**Dataset entries:**
PR #2, opened 2023-02-14
Activate tests

benaadams:
@Scooletz disabled one test as it never seemed to complete; also one test is currently failing


Scooletz:
@benaadams I'm OOO at the moment and I have some local changes in preparation for contributions. I'll take a look at it in ~weeks. Currently the decision of whether to push with project is somewhat dependent on the EF Grant I issued for.

PR #39, opened 2023-04-14
ReadOnly batches

### LINKED ISSUE #5: Reader transactions
Introduce reader transactions that does not lock writer. This should be done in a manner similar to LMDB, where each reader tx remembers the id of the root that it's accessing. Then, whenever a decision is made whether or not a page can be reused, the list can be traversed to find the oldest and act accordingly

https://github.com/LMDB/lmdb/blob/3947014aed7ffe39a79991fa7fb5b234da47ad1a/libraries/liblmdb/mdb.c#L2401-L2417

Scooletz:
This PR introduces a notion of `IReadOnlyBatch` that should be used for read-only operations. It allows to capture a snapshot of Paprika at a given state (block) and keep it alive arbitrarily long. The pages used by this batch won't be touched by write batches until the readonly batch is alive (not disposed).

This PR also limits the number of writers to `1`. 

Resolves #5

### DIFF
--- a/src/Paprika.Tests/BasePageTests.cs
+++ b/src/Paprika.Tests/BasePageTests.cs
@@ -1,46 +1,14 @@
 ﻿using System.Runtime.InteropServices;
-using NUnit.Framework;
 using Paprika.Pages;
 
 namespace Paprika.Tests;
 
 public abstract class BasePageTests
 {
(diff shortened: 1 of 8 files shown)


Scooletz:
Got caught with an uninitialized memory 😅 It's green now.

Issue #34, opened 2023-04-03
Build in storage support for accounts


Scooletz:
The storage approach needs to be designed and implemented. It might require different kind of pages as framing for accounts will be much different. The sketched approach is to have a tuple of three `(UInt256 key,UInt256 value, PageAddress next)` and provide a fanout scenario similar to the one used for the accounts. The modified approach though, would be to allow the frames to reside on the same page as the account data. This would require even more fine-grained pooling (#23)

Please do update docs according to the design.

Scooletz:
We could use `Serializer.Account` introduced at #54 and build on top of that, so for small storages, they would be serialized alongside the contract. For bigger, the `FixedMap` push down could be used if the counting is a bit augmented. This would allow to have `DataPage`s that contain some accounts, some small contracts (small in a sense of the number of storage items) and only when the page is overflow for contracts, flush it down, potentially introducing a new kind of page `StoragePage` that would hold information only about the given account and provide the root for the storage trie.

PR #49, opened 2023-04-18
Multiple frames

### LINKED ISSUE #23: Better page packing
Provide capability to pack data into a page in a better way. Use the page approach where the slice of data responsible for storing kv pairs grows from two directions to the center:

1. id entries, grow ➡, from 0 to the center and capture basic lookup information
2. payload, grow ⬅ , from the end to the center and capture payload

Additional materials:

1. PostgreSQL: [bufpage.c](https://github.com/postgres/postgres/blob/26f36fe844880ff68dc28493bba9aced5aad0034/src/backend/storage/page/bufpage.c)
1. PostgresSQL [docs](https://www.postgresql.org/docs/current/storage-page-layout.html)
1. Andy Pavlo lecture: [03 - Database Storage 1 (CMU Intro to Database Systems / Fall 2022](https://youtu.be/df-l2PxUidI?t=3055)

This implementation might not necessarily deal with all the aspects, but should be similar to the slotted pages. The indexing aspect might left as is now.

Scooletz:
This PR introduces multiple [frame](https://github.com/NethermindEth/Paprika/blob/main/docs/design.md#frames) types to allow some space savings when storing `EOA` data.

It should include a preliminary work for #34 

Resolves #23


Scooletz:
Closing for now. Will be revived soon as a separate PR

PR #64, opened 2023-05-01
In page buffer

Scooletz:
This is a speculative experimental PR that uses in-page buffer to amortize the cost of IO. Previously a `DataPage` flushed one of its buckets, it was no longer storing keys with the given nibble. With this PR it does and flushes occasionally, whenever the in-page `FixedMap` is full. 

### Drawbacks

The drawback is that it will probably make the Merkle part terribly hard. Do not merge now.

### Benchmarks

Results:
- number of pages used by block: ~300 
    - 75% drop from previous 1857
    - this means effectively only ~1.2MB of writes per block
    - the number of pages per block does not change with the number of accounts getting bigger! remains constant. This is a big win as it's a good indicator for bigger data sets!
    - SSDs will last longer (1/4 of writes)
    - flushes are faster
- flush to disk: 0.11 s
    - ~50% drop from previous 0.2 s
- disk size: 4.17GB
    - 20% increase from previous 3.33GB
    - it's the least measurable as no assertion over how pages are filled, requires clarifying

### DIFF
--- a/src/Paprika.Tests/BasePageTests.cs
+++ b/src/Paprika.Tests/BasePageTests.cs
@@ -17,13 +17,13 @@ public abstract class BasePageTests
     {
         private readonly Dictionary<DbAddress, Page> _address2Page = new();
         private readonly Dictionary<UIntPtr, DbAddress> _page2Address = new();
+        private readonly HashSet<DbAddress> _written = new();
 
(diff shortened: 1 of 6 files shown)


Scooletz:
Closed in favor of modernized #82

**To do:**
I'd like all of the entries written out again exactly as they appear above.

**The completed task:**
PR #2, opened 2023-02-14
Activate tests

benaadams:
@Scooletz disabled one test as it never seemed to complete; also one test is currently failing


Scooletz:
@benaadams I'm OOO at the moment and I have some local changes in preparation for contributions. I'll take a look at it in ~weeks. Currently the decision of whether to push with project is somewhat dependent on the EF Grant I issued for.

PR #39, opened 2023-04-14
ReadOnly batches

### LINKED ISSUE #5: Reader transactions
Introduce reader transactions that does not lock writer. This should be done in a manner similar to LMDB, where each reader tx remembers the id of the root that it's accessing. Then, whenever a decision is made whether or not a page can be reused, the list can be traversed to find the oldest and act accordingly

https://github.com/LMDB/lmdb/blob/3947014aed7ffe39a79991fa7fb5b234da47ad1a/libraries/liblmdb/mdb.c#L2401-L2417

Scooletz:
This PR introduces a notion of `IReadOnlyBatch` that should be used for read-only operations. It allows to capture a snapshot of Paprika at a given state (block) and keep it alive arbitrarily long. The pages used by this batch won't be touched by write batches until the readonly batch is alive (not disposed).

This PR also limits the number of writers to `1`. 

Resolves #5

### DIFF
--- a/src/Paprika.Tests/BasePageTests.cs
+++ b/src/Paprika.Tests/BasePageTests.cs
@@ -1,46 +1,14 @@
 ﻿using System.Runtime.InteropServices;
-using NUnit.Framework;
 using Paprika.Pages;
 
 namespace Paprika.Tests;
 
 public abstract class BasePageTests
 {
(diff shortened: 1 of 8 files shown)


Scooletz:
Got caught with an uninitialized memory 😅 It's green now.

Issue #34, opened 2023-04-03
Build in storage support for accounts


Scooletz:
The storage approach needs to be designed and implemented. It might require different kind of pages as framing for accounts will be much different. The sketched approach is to have a tuple of three `(UInt256 key,UInt256 value, PageAddress next)` and provide a fanout scenario similar to the one used for the accounts. The modified approach though, would be to allow the frames to reside on the same page as the account data. This would require even more fine-grained pooling (#23)

Please do update docs according to the design.

Scooletz:
We could use `Serializer.Account` introduced at #54 and build on top of that, so for small storages, they would be serialized alongside the contract. For bigger, the `FixedMap` push down could be used if the counting is a bit augmented. This would allow to have `DataPage`s that contain some accounts, some small contracts (small in a sense of the number of storage items) and only when the page is overflow for contracts, flush it down, potentially introducing a new kind of page `StoragePage` that would hold information only about the given account and provide the root for the storage trie.

PR #49, opened 2023-04-18
Multiple frames

### LINKED ISSUE #23: Better page packing
Provide capability to pack data into a page in a better way. Use the page approach where the slice of data responsible for storing kv pairs grows from two directions to the center:

1. id entries, grow ➡, from 0 to the center and capture basic lookup information
2. payload, grow ⬅ , from the end to the center and capture payload

Additional materials:

1. PostgreSQL: [bufpage.c](https://github.com/postgres/postgres/blob/26f36fe844880ff68dc28493bba9aced5aad0034/src/backend/storage/page/bufpage.c)
1. PostgresSQL [docs](https://www.postgresql.org/docs/current/storage-page-layout.html)
1. Andy Pavlo lecture: [03 - Database Storage 1 (CMU Intro to Database Systems / Fall 2022](https://youtu.be/df-l2PxUidI?t=3055)

This implementation might not necessarily deal with all the aspects, but should be similar to the slotted pages. The indexing aspect might left as is now.

Scooletz:
This PR introduces multiple [frame](https://github.com/NethermindEth/Paprika/blob/main/docs/design.md#frames) types to allow some space savings when storing `EOA` data.

It should include a preliminary work for #34 

Resolves #23


Scooletz:
Closing for now. Will be revived soon as a separate PR

PR #64, opened 2023-05-01
In page buffer

Scooletz:
This is a speculative experimental PR that uses in-page buffer to amortize the cost of IO. Previously a `DataPage` flushed one of its buckets, it was no longer storing keys with the given nibble. With this PR it does and flushes occasionally, whenever the in-page `FixedMap` is full. 

### Drawbacks

The drawback is that it will probably make the Merkle part terribly hard. Do not merge now.

### Benchmarks

Results:
- number of pages used by block: ~300 
    - 75% drop from previous 1857
    - this means effectively only ~1.2MB of writes per block
    - the number of pages per block does not change with the number of accounts getting bigger! remains constant. This is a big win as it's a good indicator for bigger data sets!
    - SSDs will last longer (1/4 of writes)
    - flushes are faster
- flush to disk: 0.11 s
    - ~50% drop from previous 0.2 s
- disk size: 4.17GB
    - 20% increase from previous 3.33GB
    - it's the least measurable as no assertion over how pages are filled, requires clarifying

### DIFF
--- a/src/Paprika.Tests/BasePageTests.cs
+++ b/src/Paprika.Tests/BasePageTests.cs
@@ -17,13 +17,13 @@ public abstract class BasePageTests
     {
         private readonly Dictionary<DbAddress, Page> _address2Page = new();
         private readonly Dictionary<UIntPtr, DbAddress> _page2Address = new();
+        private readonly HashSet<DbAddress> _written = new();
 
(diff shortened: 1 of 6 files shown)


Scooletz:
Closed in favor of modernized #82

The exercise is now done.